Some security options that are common in ecommerce retail may be applicable to the crypto space as well. Retailers stocking merchandise that is prone to theft – AirPods, for example – often pair digital purchases with liveness checks via phone. Fraud teams in crypto environments should already be well aware of users who complain of being unable to finish a multi-factor authentication process due to being on a mobile device, and be aware of their likely true intentions (bad). Probably suspicious candidates like this seem a good opportunity for such a liveness check in cases where fraud software flags suspiciously large, numerous, or otherwise abnormal transactions.

Why The Friction Is Worth It

Crypto exchanges, like the commodities they deal in, are finicky, and highly susceptible to reputational damage. Incredibly numerous are the examples online of crypto’s volatility, with whole fortunes evaporating in moments.

Blockchain-based currencies have always been fighting against the reputational tide that the currency itself is a bit of a scam. Recent high-profile crypto-implosions, as with 3 Arrows Capital, certainly did nothing to help that.
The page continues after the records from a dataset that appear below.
PR #23, opened 2024-01-11
Safer collateral requirements

guil-lambert:
Increased the base collateral requirement for ITM options.

1. Increase in collateral requirement, help reduce buffer between liquidation and protocol loss: https://www.desmos.com/calculator/xsu8podgaw
2. Increased utilization as tick deviation increases


dyedm1 (approved):
LGTM

Issue #1691, opened 2020-09-17
Matching arrow functions regardless of storage scope 


mgaudet:
**Describe the bug**

I would expect that `(...) => { ... }` would match the following lines

```
var k = (a,...rest) => { return 10; }
var j = (...rest) => { return 12; }
var l = (a,b) => rest[0]; 
var i = (a) => { return 10; }
```

However, this doesn't appear to work right now. Yet, if you drop the `var`, it -does- seem to work. 

*edit*: Oh wild: I added a `let` binding at the bottom, and the sense of what works flipped: Now the `var`s work, but the `var`less don't. https://semgrep.dev/s/q6WR/

**To Reproduce**
https://semgrep.dev/s/Kd1j/

**Expected behavior**

Scope doesn't affect arrow matches. 

**Screenshots**

**Environment**
If not using semgrep.dev: are you running off docker, an official binary, a local build?

aryx:
It's because var foo = (a) => { stuff }
was considered like an alternative way to define a function, so this is really transformed internally
in function foo(a) { stuff }, which is then not considered an anonymous function (a lambda).
I probably did that because people use the short arrow syntax to define toplevel functions, but I should probably restrict the internal transformation only when people use  const foo = (a) => { stuff }.
I'll fix it.

PR #1710, opened 2020-09-21
Test file for arrow pattern matching arrows stored in vars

Thus, as more of the world becomes aware and interested in exchanging crypto and DeFi, stability and dependability will become increasingly valuable marketing assets. Currently, some major crypto markets seem to care little or less about reputational damage, but others are offering their employees payment in bitcoin – a situation that demands stability or a potential workforce revolt. Should models like this become the status quo, the exchanges that stand to profit from holding the funds of crypto-newbies are the ones that go well beyond Travel Rule adherence, and actively defend their borders from fraud that could destabilize not only their own marketplace, but the entire economic landscape.